All business, and especially software-based business, benefits from feedback loops—more data leads to better recommendations, more users means stickier users and more advertisers, greater revenues enable more licensing spend, larger investment budgets attract more talent. This general point doesn’t change in a blockchain future for the same reason audiences still converged on a handful of websites and portals, such as Yahoo or AOL in the 1990s, even though millions of other sites were available. Habits are themselves sticky, which is part of the reason even blockchain dapps are valued in the billions by venture capitalists—even though their authority over their users or their data is marginal compared to the “Web 2.0” era.
To many, however, the real war for the Metaverse is not between major corporations, or between these companies and the start-ups that hope to displace them. Instead, the war is between “centralization” and “decentralization.” Of course, this frame is imperfect because neither side can “win.” What matters is where the Metaverse falls between the two poles, why, and how its position shifts over time. When Apple launched its closed mobile ecosystem in 2007, it was betting against conventional wisdom. The success of this bet has doubtlessly led to a larger and more mature digital, and especially mobile, economy, while also creating the most valuable and profitable company and product in history. But 15 years later, with Apple’s share of US personal computers now up from less than 2% to more than two-thirds (with its share of software sales sitting closer to three-fourths), Apple’s dominance now holds back the entire industry by depriving developers and consumers with much of a choice. While testifying as part of Epic Games’ lawsuit against the company, Apple CEO Tim Cook told the judge that even allowing developers to have an in-app link that would send them to alternative payment solutions would mean “essentially [giving] up the total return on our IP.”2 No next-generation internet should be so constrained by such policies. And yet, Roblox, the most popular “proto-Metaverse” thus far, thrives for many of the same reasons that Apple’s iOS did: tight control over as much of its experience as possible, including forced bundling of content, distribution, payments, account systems, virtual goods, and more.

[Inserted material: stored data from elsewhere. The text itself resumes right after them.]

PR #5208, opened 2020-12-17
Remove pbj=1 parameter from YouYube urls in recaptcha activity

### LINKED ISSUE #3714: Recaptcha challenge
Whenever I click any video it shows me reCAPTCHA challange and theere is nothing(white)
 On the screen except top red bar which shows done when solved
Screenshot_20200601-132409_NewPipe
. I waited for while but nothing happens the screen remains same. But it works completely fine when I use VPN. Need a help! 
   Tried clearing data and reinstalling latest version of newpipe.

Stypox:
#### What is it?
- [x] Bugfix (user facing)
- [ ] Feature (user facing)

This PR removes the `pbj=1` parameter from the URLs loaded in the reCAPTCHA webview, so that an actual HTML page is loaded instead of the ajax json requested by the extractor, which would render as a blank page.

Hopefully fixes #3714

#### APK testing 
This apk throws a `ReCaptchaException` on every request, with the first request being the "test" search, always run on app opening.
[app-debug.zip](https://github.com/TeamNewPipe/NewPipe/files/5710472/app-debug.zip)

#### Due diligence

### DIFF
--- a/app/src/main/java/org/schabi/newpipe/ReCaptchaActivity.java
+++ b/app/src/main/java/org/schabi/newpipe/ReCaptchaActivity.java
@@ -53,6 +53,16 @@ public class ReCaptchaActivity extends AppCompatActivity {
     public static final String YT_URL = "https://www.youtube.com";
     public static final String RECAPTCHA_COOKIES_KEY = "recaptcha_cookies";
 
+    public static String sanitizeRecaptchaUrl(@Nullable final String url) {
+        if (url == null || url.trim().isEmpty()) {
+            return YT_URL; // YouTube is the most likely service to have thrown a recaptcha
+        } else {
+            // remove "pbj=1" parameter from YouYube urls, as it makes the page JSON and not HTML
+            return url.replace("&pbj=1", "").replace("pbj=1&", "").replace("?pbj=1", "");
+        }
+    }
+
+
     private WebView webView;
     private String foundCookies = "";
 
@@ -64,14 +74,9 @@ public class ReCaptchaActivity extends AppCompatActivity {
         final Toolbar toolbar = findViewById(R.id.toolbar);
         setSupportActionBar(toolbar);
 
-        String url = getIntent().getStringExtra(RECAPTCHA_URL_EXTRA);
-        if (url == null || url.isEmpty()) {
-            url = YT_URL;
-        }
-
+        final String url = sanitizeRecaptchaUrl(getIntent().getStringExtra(RECAPTCHA_URL_EXTRA));
         // set return to Cancel by default
         setResult(RESULT_CANCELED);
-
 
         webView = findViewById(R.id.reCaptchaWebView);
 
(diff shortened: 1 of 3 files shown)


app/src/main/java/org/schabi/newpipe/ReCaptchaActivity.java
```diff
@@ -155,6 +150,16 @@ public boolean onOptionsItemSelected(final MenuItem item) {
         }
     }
 
+    private String getUrlFromIntent() {
```
XiangRongLin, line 153: The method should be renamed.
For me a getter should only get a value and not modify it in between. If you only read the line above `final String url = getUrlFromIntent();` and not the implementation itself, it could cause confusion down the line

app/src/main/java/org/schabi/newpipe/ReCaptchaActivity.java
```diff
@@ -155,6 +150,16 @@ public boolean onOptionsItemSelected(final MenuItem item) {
...
+        final String url = getIntent().getStringExtra(RECAPTCHA_URL_EXTRA);
+        if (url == null || url.isEmpty()) {
+            return YT_URL; // YouTube is the most likely service to have thrown a recaptcha
+        } else {
+            // remove "pbj=1" parameter from YouYube urls, as it makes the page JSON and not HTML
+            return url.replace("&pbj=1", "").replace("?pbj=1&", "").replace("?pbj=1", "");
```
XiangRongLin, line 159: This looks like it would break urls like `www.host.com/?pbj=1&otherparam=2` by turning it to `www.host.com/otherparam=2`

XiangRongLin (changes requested):
Also unit tests for the removal of pbj would be nice, but optional.
It also forces one to write the code in a way which allows tests, which makes writing more tests easier in the future.

app/src/main/java/org/schabi/newpipe/ReCaptchaActivity.java
Stypox: Oh, I accidentally left an additional ? in there

app/src/main/java/org/schabi/newpipe/ReCaptchaActivity.java
Stypox: Ok, I will change the signature and add a test for it

XiangRongLin: Something like `resolveUrlFromIntent` would be ok or any other verb that fits

Stypox:
Done @XiangRongLin 

> Something like resolveUrlFromIntent would be ok or any other verb that fits

In order to make it testable, I made it static and used `sanitizeRecaptchaUrl`, which makes sense to me

XiangRongLin (approved):
Static is not ideal, but since there is no logic layer underneath the UI layer, it is fine. 

Gets an ok from me from the code standpoint.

With this in mind, we should acknowledge that the growth of the Metaverse benefits from both decentralization and centralization—just like the real world. And again, just like the real world, the middle ground isn’t a fixed point, nor even a knowable one, let alone one that’s agreed upon. But there are some obvious policy approaches that follow if most companies, developers, and users accept the basic point that it cannot be one or the other.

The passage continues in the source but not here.